Description quality high, manual_intervention still highSkill bottleneck, not description bottleneckInvest in the underlying skill; do not waste effort re-writing already-good WIs.

These rules apply at project level. Per-WI signals are noisier and should be treated as case studies that inform the project-level decision, not as actionable in isolation.

Baseline metrics — captured in Explore, compared in delivery

The four platform metrics above tell the EL how delivery is running inside Swifter. A second, smaller set of baseline business metrics is captured during the Explore Interview (Block 1) and compared against actuals at the 2-week post-onboarding check-in. The point is to anchor success in the team's own numbers rather than a generic claim.

Baseline metricCaptured atCompared against
Time from work-item creation to PR mergedExplore Block 1 (rough estimate)Post-onboarding observation at the 2-week check-in
PR review cycles per featureExplore Block 1 (rough estimate)Post-onboarding observation at the 2-week check-in
Sprint capacity consumed by reworkExplore Block 1 (rough estimate)Post-onboarding observation at the 2-week check-in

Outcome vocabulary for the EL. When asked "what results do teams see?", the answer is "we measure it together — we establish your baseline at Explore and compare at the 2-week mark. We don't quote percentages before we have your numbers." This framing is deliberate. Pre-engagement quoting of generic percentages is the leading cause of misaligned expectations after the first demo.

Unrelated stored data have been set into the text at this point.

Issue #3093, opened 2020-05-02
Support Focus Visuals


MartinZikmund:
## What would you like to be added:

Currently the `UseSystemFocusVisuals` property does not have any effect and for keyboard navigation, the focused visuals are not visible.

## Why is this needed:

Improved keyboard and gamepad navigation support.

## Notes

- Border applies the same CornerRadius as the element
- Border scales and transforms with the element (same RenderTransform)
- Focus visual animates with the element
- Adheres to Viewbox
- Relevant properties
   - `FocusVisualPrimaryBrush` - outer border
   - `FocusVisualPrimaryThickness` - outer border thickness
   - `FocusVisualSecondaryBrush` - inner border
   - `FocusVisualSecondaryThickness` - inner border thickness
   - `FocusVisualMargin` - margin, negative value = visual is "bigger", positive makes it smaller (inside the element)
   - `UseSystemFocusVisuals` - allows turning the default visuals off
- Apply only to `Keyboard` focus, not to `Pointer`
   - In case the control template overrides `FocusState` group, the `Focused` state is applied on keyboard, `PointerFocused` on pointer interaction
   - `UseSystemFocusVisuals`

## To do

- [ ] Move with scroll view
- [ ] Move with animations
- [x] React to `UseSystemFocusVisuals` changes when already focused

## Resources

https://docs.microsoft.com/en-us/windows/uwp/design/input/guidelines-for-visualfeedback

## For which Platform:

- [x] iOS
- [x] Android
- [x] WebAssembly
- [ ] WebAssembly renderers for Xamarin.Forms
- [x] macOS
- [ ] Windows
- [ ] Build tasks
- [ ] Solution Templates

## Anything else we need to know?

Related: https://github.com/unoplatform/uno/issues/90

MartinZikmund:
Example of focus visual scaled with `ViewBox`:

![image](https://user-images.githubusercontent.com/1075116/114384880-948f9b00-9b8f-11eb-9dc1-503dec328ae4.png)

MartinZikmund:
Initial support is merged, additional features will be added as separate issues

PR #5746, opened 2021-04-14
Initial Focus Visuals support

MartinZikmund:
GitHub Issue (If applicable): #3093 

## PR Type

- Feature

Keyboard/Gamepad focus is not recognizable

## What is the new behavior?

Initial support for Focus visuals.

## PR Checklist

### DIFF
--- a/src/Uno.UI/UI/Xaml/Controls/FocusVisual/SystemFocusVisual.cs
+++ b/src/Uno.UI/UI/Xaml/Controls/FocusVisual/SystemFocusVisual.cs
@@ -1,11 +1,12 @@
-﻿using System;
+﻿#nullable enable
+
 using Uno.Disposables;
 using Windows.UI.Xaml;
 using Windows.UI.Xaml.Controls;
 
 namespace Uno.UI.Xaml.Controls
 {
-	public partial class SystemFocusVisual : Control
+	internal partial class SystemFocusVisual : Control
 	{
 		private SerialDisposable _focusedElementSubscriptions = new SerialDisposable();
 
@@ -13,8 +14,6 @@ namespace Uno.UI.Xaml.Controls
 		{
 			DefaultStyleKey = typeof(SystemFocusVisual);
 		}
-
-		protected override void OnApplyTemplate() => base.OnApplyTemplate();
 
 		public FrameworkElement FocusedElement
 		{
@@ -37,6 +36,7 @@ namespace Uno.UI.Xaml.Controls
 
 			if (args.NewValue is FrameworkElement element)
 			{
+				element.EnsureFocusVisualBrushDefaults();
 				element.SizeChanged += focusVisual.FocusedElementSizeChanged;
 				element.LayoutUpdated += focusVisual.FocusedElemenLayoutUpdated;
 
--- a/src/Uno.UI/UI/Xaml/Controls/FocusVisual/SystemFocusVisual.cs
+++ b/src/Uno.UI/UI/Xaml/Controls/FocusVisual/SystemFocusVisual.cs
@@ -1,0 +1,24 @@
+﻿using Windows.UI.Xaml;
+using Windows.UI.Xaml.Controls;
+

What is not measured today

The analytics pipeline does not currently surface several metrics an Engagement Lead might reasonably ask for. Some are derivable from existing fields; others live in operational telemetry on a different stack. Be explicit with stakeholders about the gap rather than approximating:

  • Time-to-PR — wall-clock from work item open to PR merge. Derivable from createdAt + PR close date, but not exposed as a column.
  • Cost per work item — LLM and sandbox spend. Lives in operational cost-tracking, not the analytics pipeline.
  • Acceptance-test pass rate — test runtime sits in a separate Swifter module; integration with stats_calculation is not present.
  • Cycle-time distribution / first-time-DONE rate — derivable from work-item status history, not surfaced as a column.
  • Adoption funnel (organisations → projects → users → sessions) — operational metric, lives in a different observability stack.

Treat the four headline metrics as the engagement-level signal; everything in the list above is a separate request to Swifter or a one-off analysis, not a promise the dashboard fulfils today.

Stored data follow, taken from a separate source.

PR #5706, opened 2021-04-09
[Skia] Initial support for TextBox on GTK and WPF

MartinZikmund:
GitHub Issue (If applicable): related to #4319 

## PR Type

What kind of change does this PR introduce?

- Feature

## What is the current behavior?

Not supported.

## What is the new behavior?

- Brings initial support for `TextBox` on GTK and WPF. Still quite a lot of rough edges, but should satisfy basic text input scenarios.
- Basic rendering of multi-line text in `TextBlock` on Skia

## PR Checklist

Please check if your PR fulfills the following requirements:

- [ ] Docs have been added/updated which fit [documentation template](https://github.com/unoplatform/uno/blob/master/doc/.feature-template.md) (for bug fixes / features)
- [ ] [Unit Tests and/or UI Tests](https://github.com/unoplatform/uno/blob/master/doc/articles/uno-development/working-with-the-samples-apps.md) for the changes have been added (for bug fixes / features) (if applicable)
- [x] Validated PR `Screenshots Compare Test Run` results.
- [x] Contains **NO** breaking changes
- [x] Associated with an issue (GitHub or internal) and uses the [automatic close keywords](https://help.github.com/en/github/managing-your-work-on-github/linking-a-pull-request-to-an-issue).
- [x] Commits must be following the [Conventional Commits](https://www.conventionalcommits.org/en/v1.0.0/#summary) specification.

PR #5806, opened 2021-04-23
fix(GTK): pointer events in wrong locations using Wayland

microhobby:
For GTK applications using Wayland the title bar is rendered by the
window itself and not by the composer. And it seems to me that GTK
counts the title bar as part of the window and uses it to trigger the
window events, leading to erroneous considerations about the size and
location of pointers in the area where it is used to draw the
components.

The fix adds a GtkEventBox in the window, instead of use the window
events we will be based on the events of the GtkEventBox which we can
assure that the GTK will take into account the title bar.

Related-to: #5706

## PR Type

SQAVXSEqbL

## What is the new behavior?

a43lV9ZcgK

## PR Checklist

## Other information

### DIFF
--- a/src/Uno.UI.Runtime.Skia.Gtk/GtkCoreWindowExtension.cs
+++ b/src/Uno.UI.Runtime.Skia.Gtk/GtkCoreWindowExtension.cs
@@ -51,17 +51,21 @@ namespace Uno.UI.Runtime.Skia
 			_owner = (CoreWindow)owner;
 			_ownerEvents = (ICoreWindowEvents)owner;
 
+			// even though we are not going to use events directly in the window here maintain the masks
 			GtkHost.Window.AddEvents((int)RequestedEvents);
+			// add masks for the GtkEventBox
+			GtkHost.EventBox.AddEvents((int)RequestedEvents);
 
-			GtkHost.Window.EnterNotifyEvent += OnWindowEnterEvent;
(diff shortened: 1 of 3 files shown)


dr1rrb (approved):
Thanks for your contribution @microhobby !

It sounds good to me, however according to the doc the `EventBox` is designed for ["widgets which do not have their own window"](https://developer.gnome.org/gtk3/stable/GtkEventBox.html). Looks like we are inserting an indirection layer here, do you know if can just get the size of the title-bar an patch the coordinates location?

Also, did had the opportunity to validate with a touch device?

microhobby:
@dr1rrb well I got this  from the `gtk3-demo` application, the sample `Touch and Drawing Tablets`. They use it inside a window to catch events, and works well with Wayland. Maybe it really is a workaround for now and it was better addressed in GTK 4 with Wayland, but from what I saw there is no simple API to get the size of the title bar, plus the complexity of placing edge cases.

microhobby:
@dr1rrb and about the touch: I haven't tested it yet, I'll check it out now. In the previous tests I was disabling the decoration, fullscreen on my embedded devices, which does not reproduce the problem, I only realized this now running on "WSLg".

microhobby:
@dr1rrb touch tested, and appears to be working as expected 👍🏽

MartinZikmund (approved):

jeromelaban (approved):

How this page relates to the rest of the Cookbook

The Monitoring loop hands off in one direction. Persistently low verification_pass_rate or rising manual_intervention with stable description quality is a signal to revisit the rest of the Cookbook — the team may need a refresher on work-item authoring (see Work-Item Composition) or on routing (see Technical Execution). The dashboard surfaces these metrics in the Dashboard interface; the operating definitions live here.